PR #423, opened 2026-09-15
fix(function_tree): negation preserves its operand's degree; the non-polynomial degree rule lives once in UnaryOperator

ofloveandhate:
The twin of #397, in the other class that inherited the same mistake.

## What was wrong

`UnaryOperator::Degree(VariableGroup)` computed the group degree by **summing** the per-variable
degrees. That equals the total degree only for a single monomial. `PowerOperator` had inherited it
(#397, fixed in #398); `NegateOperator` still did, so

```
-(x^2 + y^2)   reported degree 4 in {x, y}   (true degree 2)
-(x^3 + x*y)   reported degree 4             (true degree 3)
```

while the total degree and the multidegree were right. `System::DegreeBound()`, which sizes
adaptive precision, followed the inflated number, and `SumOperator::Homogenized` pads by
`Degree(vars)`, so a negated sum could also be padded wrongly.

## The fix

- `UnaryOperator` now owns the non-polynomial rule once, in both overloads: an operand free of
  the variables asked about makes a constant (degree 0); anything else is not a polynomial
  (degree -1). This is exactly what `sqrt`, `exp`, `log` and the trigonometric operators each
  implemented in their own identical `Degree` override -- those four copies are deleted.
- `NegateOperator`, a degree-preserving unary like `IntegerPowerOperator`, overrides degree,
  group degree and multidegree to pass its operand's through.

Net: 113 insertions, 88 deletions, and the rule has one home.

## Tests (C++, `degrees_test.cpp`)

- `negation_of_a_sum_has_the_sum_degree`: the two cases above, the monomial control, one-variable
  and total degrees, the multidegree `[3, 1, 0]`, homogeneity of a function containing a negated
  sum, and `System::DegreeBound() == 2` (was 4).
- `non_polynomial_unary_operators_share_one_degree_rule`: `sqrt`, `exp`, `log`, `sin`, `cos`,
  `tan` of a variable-dependent operand are degree -1 and non-polynomial; of an operand that does
  not involve the group asked about they are constants; of a genuine constant they are constants
  in every sense.

Measured before the fix through the Python bindings: `(-(x**2+y**2)).degree([x,y]) == 4`.


ofloveandhate (commented):
another naive math mistake i made when writing the degree code.  glad it's fixed.  i looked at every file and they're correct.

┄┄┄┄┄┄┄┄┄┄

• Task description:
Exact retyping of all the entries is required.

• Finished task:
PR #423, opened 2026-09-15
fix(function_tree): negation preserves its operand's degree; the non-polynomial degree rule lives once in UnaryOperator

ofloveandhate:
The twin of #397, in the other class that inherited the same mistake.

## What was wrong

`UnaryOperator::Degree(VariableGroup)` computed the group degree by **summing** the per-variable
degrees. That equals the total degree only for a single monomial. `PowerOperator` had inherited it
(#397, fixed in #398); `NegateOperator` still did, so

```
-(x^2 + y^2)   reported degree 4 in {x, y}   (true degree 2)
-(x^3 + x*y)   reported degree 4             (true degree 3)
```

while the total degree and the multidegree were right. `System::DegreeBound()`, which sizes
adaptive precision, followed the inflated number, and `SumOperator::Homogenized` pads by
`Degree(vars)`, so a negated sum could also be padded wrongly.

## The fix

- `UnaryOperator` now owns the non-polynomial rule once, in both overloads: an operand free of
  the variables asked about makes a constant (degree 0); anything else is not a polynomial
  (degree -1). This is exactly what `sqrt`, `exp`, `log` and the trigonometric operators each
  implemented in their own identical `Degree` override -- those four copies are deleted.
- `NegateOperator`, a degree-preserving unary like `IntegerPowerOperator`, overrides degree,
  group degree and multidegree to pass its operand's through.

Net: 113 insertions, 88 deletions, and the rule has one home.

## Tests (C++, `degrees_test.cpp`)

- `negation_of_a_sum_has_the_sum_degree`: the two cases above, the monomial control, one-variable
  and total degrees, the multidegree `[3, 1, 0]`, homogeneity of a function containing a negated
  sum, and `System::DegreeBound() == 2` (was 4).
- `non_polynomial_unary_operators_share_one_degree_rule`: `sqrt`, `exp`, `log`, `sin`, `cos`,
  `tan` of a variable-dependent operand are degree -1 and non-polynomial; of an operand that does
  not involve the group asked about they are constants; of a genuine constant they are constants
  in every sense.

Measured before the fix through the Python bindings: `(-(x**2+y**2)).degree([x,y]) == 4`.


ofloveandhate (commented):
another naive math mistake i made when writing the degree code.  glad it's fixed.  i looked at every file and they're correct.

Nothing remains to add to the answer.